* _Task to carry out_
Report only the number of lines that contain the string "aneshlya" in the records below.

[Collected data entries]
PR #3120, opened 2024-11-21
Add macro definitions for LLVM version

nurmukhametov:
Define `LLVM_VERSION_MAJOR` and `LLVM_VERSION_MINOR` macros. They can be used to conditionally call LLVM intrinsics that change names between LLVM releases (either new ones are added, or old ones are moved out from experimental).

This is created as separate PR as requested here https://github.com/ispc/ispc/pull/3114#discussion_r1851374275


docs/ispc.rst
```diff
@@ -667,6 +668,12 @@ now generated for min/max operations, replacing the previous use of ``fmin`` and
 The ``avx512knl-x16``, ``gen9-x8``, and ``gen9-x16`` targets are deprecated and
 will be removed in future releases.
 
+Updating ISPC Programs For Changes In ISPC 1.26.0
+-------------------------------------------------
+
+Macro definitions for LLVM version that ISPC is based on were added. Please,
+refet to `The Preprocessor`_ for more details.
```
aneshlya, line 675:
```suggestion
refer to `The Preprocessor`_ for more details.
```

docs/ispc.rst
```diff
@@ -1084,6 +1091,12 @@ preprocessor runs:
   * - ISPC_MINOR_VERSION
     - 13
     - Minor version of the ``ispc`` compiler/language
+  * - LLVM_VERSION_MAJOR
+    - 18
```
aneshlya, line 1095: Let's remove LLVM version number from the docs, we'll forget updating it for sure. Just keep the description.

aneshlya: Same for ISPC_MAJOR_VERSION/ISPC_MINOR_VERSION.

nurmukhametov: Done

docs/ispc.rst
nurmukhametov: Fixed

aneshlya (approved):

* _Answer space_
4